Money wise: is the mortgage the only bill that you now owe? Because, if it is, alas, the payment will stay the same. *IF* you had other bills, such as a car note, you could look forward to being more prosperous when it gets paid off. I love having the cars paid off!
In the mean time, some budget-savers from an older Mother:
Baby food can be made by you. Take the evening cassarole or whatever, put it in a blender with water, and blend. Then thicken with fortified baby cereal. I used to cook up a chicken stew for my youngest and blend it and thicken it. *REMEMBER* that babies do not eat as much salt as an adult.
Those fancy baby juices in the store? They are diluted juice, is all.
Keep some instant meals that you can fix while you are tired. That prevents fast-food trips. I buy a couple of steaks when they are on sale and keep them frozen: you can slide them under the broiler, ice and all, and nobody will complain. Especially if you nuke a potato and set out the butter dish.

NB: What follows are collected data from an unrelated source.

PR #6960, opened 2021-12-01
feat(APPINT-32531) Make all DS/Route builds Java 11 and above compatible, design/build & run should work with different Java versions

apoltavtsev:


dsergent (approved):
LGTM

Issue #316, opened 2017-06-15
Document docker commit


stuclem:
Per https://github.com/vmware/vic/issues/5253 and https://github.com/vmware/vic/issues/4743

stuclem:
Confirmed with @sflxn that this is definitely in 1.2.

PR #576, opened 2017-08-15
Documenting support for docker commit

stuclem:
Looks like we only mention `docker commit` in the table of supported Docker commands. Mentioned that you can only run it on stopped containers.

Fixes https://github.com/vmware/vic-product/issues/316.

@sflxn, can you please review? Are there any other caveats that we need to mention? Thanks!


stuclem:
Thanks @sflxn !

Lastly, do you have a budget?
A budget is *NOT* a way to cramp your style: it is a way to not have to worry about money. At all. Ever. The end.

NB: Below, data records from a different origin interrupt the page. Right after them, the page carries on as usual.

Issue #557, opened 2017-08-11
Document updated behaviour of vic-machine inspect config


stuclem:
Per https://github.com/vmware/vic/issues/5985, implemented in PR https://github.com/vmware/vic/pull/5993. At present, we document that config must be after the options for inspect, which will no longer be the case after this PR is merged.

stuclem:
https://github.com/vmware/vic/pull/5993 is merged

stuclem:
In fact, if you specify config after the other options, the operation now fails:

```
$ vic-machine-windows inspect --target 'Administrator@vsphere.local:password'@10.153.199.2 --thumbprint FD:38:47:57:88:D9:AC:BE:69:1A:E9:2F:FA:C4:62:BD:82:69:48:FB --id vm-250 config
Aug 15 2017 12:59:22.902+02:00 INFO  ### Inspecting VCH ####
Aug 15 2017 12:59:24.503+02:00 ERROR Failed to verify certificate for target=10.153.199.2 (thumbprint=FD:38:47:57:88:D9:AC:BE:69:1A:E9:2F:FA:C4:62:BD:82:69:48:FB)
Aug 15 2017 12:59:24.503+02:00 ERROR Inspect cannot continue - failed to create validator: x509: certificate signed by unknown authority
Aug 15 2017 12:59:24.503+02:00 ERROR --------------------
Aug 15 2017 12:59:24.503+02:00 ERROR vic-machine-windows.exe inspect config failed: inspect failed
```

PR #578, opened 2017-08-15
Updated inspect config to reflect new behaviour.

stuclem:
Fixes https://github.com/vmware/vic-product/issues/557.

@emlin is this OK? Thanks!


stuclem:
Actually, this is a very straightforward fix that I want to merge so that I can generate HTML. @alextopuzov can you please take a look?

You have a set amount of money coming in. When you know where it needs to go, then you are done. On shopping day you can think "I have XYZ dollars to spend", and then you do it. For your pocket money, you think "I have XYZ to spend this week", and you do not go over it. And, yes, you need a LITTLE pocket money, even if it is only change to feed the meters.

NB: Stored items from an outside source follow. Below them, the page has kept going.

PR #582, opened 2017-08-15
Implement support for creating default users in the OVA

lcastellano:


installer/fileserver/tasks.go
```diff
@@ -65,6 +65,12 @@ func registerWithPSC(ctx context.Context) error {
 	}
 	admiralPort := ovf.Properties["management_portal.port"]
 
+	// Out of the box users
+	defPrefix, foundPrefix := ovf.Properties["default_users.def_user_prefix"]
+	defPassword, foundPassword := ovf.Properties["default_users.def_user_password"]
+
+	log.Infof("PSC Out of the box users. Prefix: %s Password %s", defPrefix, defPassword)
```
andrewtchin: I don't think we're supposed to log passwords

installer/packer/vic-unified.ovf
```diff
@@ -286,6 +286,18 @@ EVALUATION LICENSE. If You are licensing the Software for evaluation purposes, Y
         <Description>Specifies the port on which fileserver will be published.</Description>
       </Property>
     </ProductSection>
+    <ProductSection ovf:class="default_users" ovf:required="false">
```
andrewtchin: Do we always want to create OOTB users or should there be an enable/disable?

andrewtchin:
does this close https://github.com/vmware/vic/issues/4729?

installer/fileserver/tasks.go
```diff
@@ -83,6 +89,19 @@ func registerWithPSC(ctx context.Context) error {
...
+			if foundPrefix {
+				arg := "--defaultUserPrefix=" + defPrefix;
+				cmdArgs = append(cmdArgs, arg)
+			}
+
+			if foundPassword {
+				arg := "--defaultUserPassword=" + "\\'" + defPassword + "\\'";
+				cmdArgs = append(cmdArgs, arg)
+			}
+			log.Infof("PSC register arguments: %v", cmdArgs)
```
anchal-agrawal: We shouldn't log the args since they contain vSphere credentials.

installer/packer/vic-unified.ovf
lcastellano: If you remove either the prefix or the password they shouldn't be created. I have not tested that case I will try now.

installer/fileserver/tasks.go
lcastellano: Yes, I agree. That log statement was for debugging it should be removed.

installer/packer/vic-unified.ovf
lcastellano: Sorry I was mistaken, in the current implementation you must have a prefix and a password, therefore there is no way not to have default users. I think we can leave it like this for 1.2. You can always chose not to use them. The users are created in VSphere but without any VSphere roles.

andrewtchin: You can add a bool like this 
```
      <Property ovf:key="gc_enabled" ovf:type="boolean" ovf:userConfigurable="true" ovf:value="false">
        <Label>3.3. Garbage Collection</Label>
        <Description>When setting this to true, registry performs garbage collection everytime it boots up.</Description>
      </Property>
``` 
Then in the script test like this:
```
gc_enabled=$(ovfenv --key registry.gc_enabled)
if [ "${gc_enabled,,}" == "true" ]; then
```

installer/fileserver/tasks.go
lcastellano: Oh yes, good catch, I forgot to remove the logging statements

installer/packer/vic-unified.ovf
```diff
@@ -278,6 +278,22 @@ EVALUATION LICENSE. If You are licensing the Software for evaluation purposes, Y
...
```
lcastellano: Code changes overview:
**vic-unified.ovf** contains the new template customization params for out-of-the-box users

Section 7, contains 3 fields: one boolean to enable the out-of-the-box user creation, one string to use as the prefix and one password to use as the common password for all the out-of-the-box users; there are defaults for the prefix and the password. 

screen shot 2017-08-22 at 10 36 23 am

Out of the box user creation is skipped in the following cases:
1) create_def_users is set to False,
2) def_user_prefix is empty
3) def_user_password is empty,

Otherwise the out-of-the-box users are created.

The value of those ovfenv variables are checked in **tasks.go** and in **add_default_users.sh**. 
The creation consists of two steps:
1) adding the users to vSphere (PSC)
2) providing the users with roles in Admiral
The first step is achieved by providing additional options to the the psc-registration command. The command is run from Go, the code changes are in **tasks.go**. 
The second step is achieved by **add_default_users.sh**. The script requires three variables to be initialized, this is achieved by having the script **configure_admiral.sh** modifying its content (similar to **start_admiral.sh**). The script configure_admiral.sh has changed to include the modification of **add_default_users.sh** along with **start_admiral.sh**.
Finally a new systemd service file has been added (**admiral_default_users.service**) along with triggering its activation in **admiral_startup.service**.

The script **add_default_users.sh** first checks variables in ovfenv. If the variables require to skip out-of-the-box user creation, addition to Admiral is skipped.
The script **add_default_users.sh** must wait for Admiral and the Admiral Token to be available. For that reason it has two loops where it first check for the existence of the token and then makes sure Admiral is ready by pinging it. When all is ready the scripts calls two Admiral REST API to provide the users with their correct role.

Here is the log output of the execution of the script:
Aug 21 21:23:52 localhost.localdomain bash[1000]: add_default_users: True, vicdef
Aug 21 21:23:52 localhost.localdomain bash[1000]: add_default_users wating for token
Aug 21 21:23:52 localhost.localdomain bash[1000]: add_default_users loaded token
Aug 21 21:23:52 localhost.localdomain bash[1000]: add_default_users ping result: 404
Aug 21 21:23:52 localhost.localdomain bash[1000]: add_default_users ping failed
Aug 21 21:23:53 localhost.localdomain bash[1000]: add_default_users ping result: 404
Aug 21 21:23:53 localhost.localdomain bash[1000]: add_default_users ping failed
Aug 21 21:23:55 localhost.localdomain bash[1000]: add_default_users ping result: 404
Aug 21 21:23:55 localhost.localdomain bash[1000]: add_default_users ping failed
Aug 21 21:23:56 localhost.localdomain bash[1000]: add_default_users ping result: 404
Aug 21 21:23:56 localhost.localdomain bash[1000]: add_default_users ping failed
Aug 21 21:23:57 localhost.localdomain bash[1000]: add_default_users ping result: 200
Aug 21 21:23:57 localhost.localdomain bash[1000]: add_default_users successful ping
Aug 21 21:23:57 localhost.localdomain bash[1000]: add_default_users added cloud-admin
Aug 21 21:23:57 localhost.localdomain bash[1000]: add_default_users added project-admin

The script **add_default_users.sh** can be executed multiple times.

installer/fileserver/tasks.go
```diff
@@ -83,6 +91,18 @@ func registerWithPSC(ctx context.Context) error {
 			"--configDir=" + pscConfDir,
 		}
 
+		if client == "admiral" && foundCreateUsers == true && strings.ToLower(defCreateUsers) == "true" {
```
anchal-agrawal: `foundCreateUsers == true` -> `foundCreateUsers`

I found the first budget hard to set up, but after that it became easier.
Also, when my kids were small, I used to work weekends to avoid that big child care bill. The family trashed the house while I was gone, as my DH was never much for picking up after the toddlers, but it was what was needed at the time.
Since you are a nursing student-to-be, can you get weekend work in a hospital? At a nursing home? Weekends are NOT popular times to work at either, folks really liked that I was available at that time (Yes, I am a nurse. I did work on weekends.)
Last edited by Terri; 12/12/09 at 08:08 AM.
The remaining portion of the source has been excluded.